PR #627, opened 2021-11-22
Don't always calc activity blocks

ChrisLovering:
https://github.com/python-discord/bot/pull/1971 must be merged before this.

We only truly care about how many activity blocks a user has when they have a small number of messages, as we only use this for the voice gate.

If a user has more than say 1k messages, then we really don't need to calculate their activity blocks, as it's quite an expensive query with many messages.

Also, for the tests we only actually care that thee key:value pairs are equal, the order of them isn't actually important.

The naming of `assertCountEqual` is a little misleading, since it actually tests that the first sequence contains the same elements as second, regardless of their order. See https://docs.python.org/3/library/unittest.html#unittest.TestCase.assertCountEqual

### DIFF
--- a/pydis_site/apps/api/tests/test_users.py
+++ b/pydis_site/apps/api/tests/test_users.py
@@ -428,6 +428,25 @@ class UserMetricityTests(AuthenticatedAPITestCase):
             "activity_blocks": total_blocks
         })
 
+    def test_get_metricity_data_over_1k(self):
+        # Given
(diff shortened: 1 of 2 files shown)


jchristgit (approved):
LGTM.

I added the "do not merge" label to prevent somebody from merging it before the bot PR is merged.

Akarys42 (approved):

PR #1108, opened 2023-09-18
Update deployment CI to pull manifest from infra repo

ChrisLovering:


.github/workflows/build-deploy.yaml
```diff
@@ -78,7 +76,7 @@ jobs:
         uses: Azure/k8s-deploy@v4
         with:
           manifests: |
-            namespaces/default/site/deployment.yaml
+            infra/kubernetes/namespaces/default/site/deployment.yaml
```
shtlrs, line 79: Shouldn't this be kubernetes/namespaces/... e.g without the infra/ as top level directory since when you checkout you're cd'd into the repo dir?

ChrisLovering: I added the `path` arg to the checkout action, so it checks out thee repo into the `infra` directory

shtlrs: Yeah, I've missed that..

shtlrs (approved):

Xithrius (approved):

PR #1111, opened 2023-09-19
Fix Dead CJ Banner Link

HassanAbouelela:
Possibly we'd want to use banner2 instead?


jchristgit (approved):

kosayoda (approved):
We can switch it to `banner2` in the future if needed, no harm going with this fix now.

Work item: What's needed is a word-for-word restatement of all the entries.

Answer section:
PR #627, opened 2021-11-22
Don't always calc activity blocks

ChrisLovering:
https://github.com/python-discord/bot/pull/1971 must be merged before this.

We only truly care about how many activity blocks a user has when they have a small number of messages, as we only use this for the voice gate.

If a user has more than say 1k messages, then we really don't need to calculate their activity blocks, as it's quite an expensive query with many messages.

Also, for the tests we only actually care that thee key:value pairs are equal, the order of them isn't actually important.

The naming of `assertCountEqual` is a little misleading, since it actually tests that the first sequence contains the same elements as second, regardless of their order. See https://docs.python.org/3/library/unittest.html#unittest.TestCase.assertCountEqual

### DIFF
--- a/pydis_site/apps/api/tests/test_users.py
+++ b/pydis_site/apps/api/tests/test_users.py
@@ -428,6 +428,25 @@ class UserMetricityTests(AuthenticatedAPITestCase):
             "activity_blocks": total_blocks
         })
 
+    def test_get_metricity_data_over_1k(self):
+        # Given
(diff shortened: 1 of 2 files shown)


jchristgit (approved):
LGTM.

I added the "do not merge" label to prevent somebody from merging it before the bot PR is merged.

Akarys42 (approved):

PR #1108, opened 2023-09-18
Update deployment CI to pull manifest from infra repo

ChrisLovering:


.github/workflows/build-deploy.yaml
```diff
@@ -78,7 +76,7 @@ jobs:
         uses: Azure/k8s-deploy@v4
         with:
           manifests: |
-            namespaces/default/site/deployment.yaml
+            infra/kubernetes/namespaces/default/site/deployment.yaml
```
shtlrs, line 79: Shouldn't this be kubernetes/namespaces/... e.g without the infra/ as top level directory since when you checkout you're cd'd into the repo dir?

ChrisLovering: I added the `path` arg to the checkout action, so it checks out thee repo into the `infra` directory

shtlrs: Yeah, I've missed that..

shtlrs (approved):

Xithrius (approved):

PR #1111, opened 2023-09-19
Fix Dead CJ Banner Link

HassanAbouelela:
Possibly we'd want to use banner2 instead?


jchristgit (approved):

kosayoda (approved):
We can switch it to `banner2` in the future if needed, no harm going with this fix now.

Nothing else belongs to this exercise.